Laura, the sister who was in the loop, tossed a dinner roll at Susan. "Not Sunday dinner conversation," she insisted.

"Do you know, Laura? Come on, tell us."

"Guys." Eames shook her head.

"Mom said you are … "still" … pregnant. The father's not around?"

"The father has some serious health problems in his family, and it might be a problem for me to carry his baby to term," she lied, thinking fast. John nodded, satisfied with his daughter's lie. "And we're not … together as a couple right now, so …"

Susan dropped her fork. "Bobby Goren?"

"His whole family's got problems," Laura said, playing along.

"He couldn't even join us for dinner?" Cathy asked.

"I told you, we're not together." The thought of what her mother might say to Goren half-amused her, a little bit of light in what was turning out to be a dark situation.

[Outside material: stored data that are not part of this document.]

PR #454, opened 2022-07-06
add Effect.IsCostChecked

mercury233:
Some cards have cost releated to target (_Transmodify_, _Grinning Grave Virus_), but sometime those cards may be used without cost (_Destiny HERO - Diamond Dude_, _Junk Collector_).

Now we are using those codes to make sure the cost is checked:
```lua
function s.cost(e,tp,eg,ep,ev,re,r,rp,chk)
	e:SetLabel(100)
	return true
end
function s.target(e,tp,eg,ep,ev,re,r,rp,chk)
	if chk==0 then
		if e:GetLabel()~=100 then return false end
		e:SetLabel(0)
		return ......
	end
	e:SetLabel(0)
	......
end
```

And it can be shorten to `e:IsCostChecked()`

### DIFF
--- a/effect.cpp
+++ b/effect.cpp
@@ -63,6 +63,7 @@ effect::effect(duel* pd) {
 	target = 0;
 	value = 0;
 	operation = 0;
+	cost_checked = FALSE;
 }
 int32 effect::is_disable_related() {
 	if (code == EFFECT_IMMUNE_EFFECT || code == EFFECT_DISABLE || code == EFFECT_CANNOT_DISABLE || code == EFFECT_FORBIDDEN)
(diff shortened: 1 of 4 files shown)


Yuzurisa:
An example of how to write them in the new way?

mercury233:
```lua
function s.target(e,tp,eg,ep,ev,re,r,rp,chk)
	if chk==0 then
		return e:IsCostChecked() and ......
	end
	......
end
```
empty `s.cost` is no longer needed

chronogenexx:
Junk Collector and Trap of Darkness can select normal trap that used `Effect.IsCostChecked`.

Lyris12:
> Junk Collector and Trap of Darkness can select normal trap that used `Effect.IsCostChecked`.

Same with Labrynth Barrage?

mercury233:
@chronogenexx is there still any problem with `Effect.IsCostChecked` ?

chronogenexx:
https://github.com/Fluorohydride/ygopro-core/pull/460 this commit was merged.
so I think there is no problem.

mercury233:
@chronogenexx Thank you!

Eames' cell phone rang. Relieved to be saved by the ringtone, she flipped open the phone and went into the kitchen.

"You're going to want to come down here," Goren said.

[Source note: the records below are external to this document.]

PR #456, opened 2022-07-20
add Effect.GetActiveCode, Effect.IsActiveCode, Effect.IsActiveSetCard

465uytrewq:
update: add `Effect.GetActiveCode`, `Effect.IsActiveCode` and `Effect.IsActiveSetCard`.
e.g.
```lua
function c59297550.spcon(e,tp,eg,ep,ev,re,r,rp)
	return re:IsActiveType(TYPE_MONSTER)
		and re:IsActiveSetCard(0x58) and not re:IsActiveCode(59297550)
end
```

ref: https://github.com/Fluorohydride/ygopro-scripts/pull/1171


salix5:
The setcode will be changed into std vector, and some parts might have to be changed.
I will try to create the PR today.

465uytrewq:
I confirmed and tested https://github.com/Fluorohydride/ygopro-core/pull/532.
I will update this commit after that commit is merged.

PR #99, opened 2016-06-08
DM-6026: distinguish table sort from filter.

loitly:
created TABLE_SORT action to distinguish sorting from filtering.  sorting should not reload xyplot nor catalog overlay.

Also:
- disable history when in api mode.
- ensure tableMeta.source reflects the file on the server.
- fix TablePanelOptions not resetting columns selection.
- remove 'Fits Data' tab when no images available.
- fix 'Coverage' appearing when it should.


cwang2016:
Done with review. Looks good to me.

tgoldina:
I am sorry to raise it again, but how do I add a side-effect on TABLE_SORT action?
(I wanted to add it to my syncCharts saga to make sure xy plot data are updated on sort.)

PR #103, opened 2016-06-16
DM-6542: Prevent external viewer from popup blockers.

loitly:
ticket: https://jira.lsstcorp.org/browse/DM-6542

to test:
goto http://localhost:8080/firefly/demo/ffapi-highlevel-test.html
at top of page, click "test open".  a new tab(external viewer) should popup.
cmd+t(open new tab), goto http://localhost:8080/firefly/demo/ffapi-highlevel-test.html
click "test again", external viewer's title will flash "Updated" to indicate content of that page has been updated.
switch over to external viewer tab to see another image plotted.

at no point in this test should you be prompted by the browser's popup blocker.


cwang2016:
Both review and test are done. Looks good.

"I can't. Easter Sunday. Fighting with family."

"We aren't fighting!" Susan shouted from the other room. "Get your ass out here, Bobby, and face the family!"

"What was that?"

"I'll explain later. What's going on downtown?"

"Rodgers would like to see you. It's … there's a body we need to look at."

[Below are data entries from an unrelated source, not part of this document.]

PR #105, opened 2016-06-16
DM-5763: XYPlot decimation options

tgoldina:
- Added decimation options to XYPlot options panel when numpoints exceed decimation limit of 5000
- Changed selected series to be on top of data series to speed up selection change in Firefox
- Added legend to decimated plot
- Updated syncCharts saga to ignore sort action when refetching table statistics and histogram data

### DIFF
--- a/src/firefly/js/visualize/XYPlot.jsx
+++ b/src/firefly/js/visualize/XYPlot.jsx
@@ -1,7 +1,7 @@
 /*
  * License information at https://github.com/Caltech-IPAC/firefly/blob/master/License.txt
  */
-import {isUndefined, debounce} from 'lodash';
+import {isUndefined, debounce, get} from 'lodash';
 import shallowequal from 'shallowequal';
 import React, {PropTypes} from 'react';
 import ReactHighcharts from 'react-highcharts/bundle/highcharts';
@@ -15,10 +15,7 @@ export const axisParamsShape = PropTypes.shape({
     columnOrExpr : PropTypes.string,
     label : PropTypes.string,
     unit : PropTypes.string,
-    options : PropTypes.string, // ex. 'grid,log,flip'
-    nbins : PropTypes.number,
-    min : PropTypes.number,
-    max : PropTypes.number
+    options : PropTypes.string // ex. 'grid,log,flip'
 });
 
 export const selectionShape = PropTypes.shape({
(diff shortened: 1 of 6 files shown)


loitly:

"Can it wait a few hours?"

"Eames, we …"

"Okay. I'll be there in an hour." She snapped her phone shut and returned to the dinner table. "I'm needed downtown," she told her family.

A collective groan. "We have a break in a case, it's important," she said.

Forty-five minutes later, she joined Goren at the M.E.s. Her heart fell to her toes when she saw Willem Kreiner's body on the table. His eyes were open. She didn't want to remember his eyes.

"Is this your guy?" Rodgers asked. She didn't seem too thrilled about having to work on Easter Sunday, either.

"This is him. This is … definitely … him."

"Three shots to the chest."

"Defensive wounds?"

"Not a one."

"He avoids getting picked up by Interpol for fifteen years but is shot point-blank in the chest?"

Rodgers looked quickly to Goren. "Time of death is between nine and noon today," she said. "A jogger found him up in Riverside Park and the wounds were still pretty fresh."

Eames shuffled her feet. "I get you."

"You'll give us your EZ-Pass?" Goren asked.

"Yes, it's in my car. I haven't been in the city since last night, and I was at my parents' since eleven o'clock this morning."

"We already ruled you out, Eames," he said. "I mean … I knew it couldn't have been you, but …"

"But for the first couple of minutes, I was a very good suspect. I understand."

"They already found the gun. It was in the river, but we're hoping to get a print or two off the cartridge."

"We should go upstairs and update Ross," Eames said, averting her eyes from the corpse.

"Right." Goren walked towards the door.

"You'll have your evidence on Tuesday," Eames told Rodgers. "But please don't say a word to anyone outside of Major Case about the day."

Goren and Eames returned to their desks upstairs and, for a while, said nothing to each other. Ross, who'd been called in when Kreiner's body was found, emerged from his office to join his detectives.

"Don't bother waiting for the lab," he said. "Nothing will get done until tomorrow. Go home to your families."

Eames tilted her head and looked up at Ross.

"I mean, nothing's going to get done here today, anyway." Foot planted firmly in mouth, Captain, she thought.

Goren made a loose fist and pounded his hand on the desk. "The lab also needs to see if they can match the slug from Novak's shoulder to the slugs in Kreiner's chest. Maybe the same woman – Lucy Colacci –shot them both. She was angry at Novak for getting her hands on the information that would expose her as the Lavin family shooter. And think about how this woman must view unplanned pregnancies, think about what that must remind her of. She may have been furious at Kreiner for getting you pregnant. Three shots, one after the other, all aiming for his heart."

"Go home, Detective," Ross insisted.

"I need to look at –"

"He's been here for two days straight," Ross told Eames.

Eames shot Goren a look that (hopefully) cut right through him. "Wait'll we see what we get on the gun," Ross continued. "I want this case to rest on fingerprints, not feelings."